We observed that this enqueuing of scheduled jobs can add an unexpected, significant delay and increase CPU utilization on Redis as more Sidekiq processes connect. Before we can make any tweaks to this configuration, we should first measure how much delay we have.

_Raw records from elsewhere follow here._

PR #2972, opened 2026-02-03
upgrade gradle

proksh:


Fishbowler:
Is this regular maintenance, or is it solving a problem?

proksh:
> Is this regular maintenance, or is it solving a problem?

Its regular maintenance. I have updated the gradle on `maestro-android` for easy compiling and testing. So have to update in maestro and cloud as well - else build will fail.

This commit adds a enqueue_latency_s
for scheduled jobs to record how
long this delay was. In the Sidekiq client middleware, we have access to
the at
field before it is deleted by Sidekiq, so we save it as the
scheduled_at
field. We subtract the difference between enqueued_at
and scheduled_at
and log enqueue_latency_s
.
Relates to:
Sample log message
See enqueue_latency_s
on the last line:
{
"severity":"INFO",
"time":"2021-10-02T00:21:24.046Z",
"class":"WebHookWorker",
"args":[
"2",
"[FILTERED]",
"merge_request_hooks"
],
"retry":4,
"queue":"web_hook",
"backtrace":true,
"version":0,
"dead":false,
"jid":"d27a5a9fe4f317c1cc78a31c",
"created_at":"2021-10-02T00:21:18.365Z",
"meta.user":"root",
"meta.project":"flightjs/Flight",
"meta.root_namespace":"flightjs",
"meta.subscription_plan":"default",
"meta.caller_id":"Projects::MergeRequests::CreationsController#create",
"meta.remote_ip":"127.0.0.1",
"meta.related_class":"ProjectHook",
"meta.feature_category":"code_review",
"meta.client_id":"user/1",
"correlation_id":"bc55b5581e3d86111b2f235b13258254",
"uber-trace-id":"5d8e685d234755ab:5d8e685d234755ab:0:1",
"worker_data_consistency":"delayed",
"wal_locations":{
"main":"0/A2E30358"
},
"scheduled_at":1633134079.3654552,
"idempotency_key":"resque:gitlab:duplicate:web_hook:3a62dfec64e6e74deddbafd85479d44c5c3f5d1643b627185c17a14c5b82e9ad",
"enqueued_at":"2021-10-02T00:21:24.044Z",
"job_size_bytes":3971,
"pid":49294,
"message":"WebHookWorker JID-d27a5a9fe4f317c1cc78a31c: start",
"job_status":"start",
"scheduling_latency_s":0.001807,
"enqueue_latency_s":4.678918
}
How to set up and validate locally
- Check out this branch.
- Run
gdk restart rails
- In the Rails console, you can fire a WebHook:
WebHookWorker.new.perform_in(1.second, WebHook.first.id, {}, :push_hooks)
Alternatively, create a Web Hook with merge request events and create a merge request.
gdk tail rails-background-jobs | grep enqueue_latency
MR acceptance checklist
This checklist encourages us to confirm any changes have been analyzed to reduce risks in quality, performance, reliability, security, and maintainability.
-
I have evaluated the MR acceptance checklist for this MR.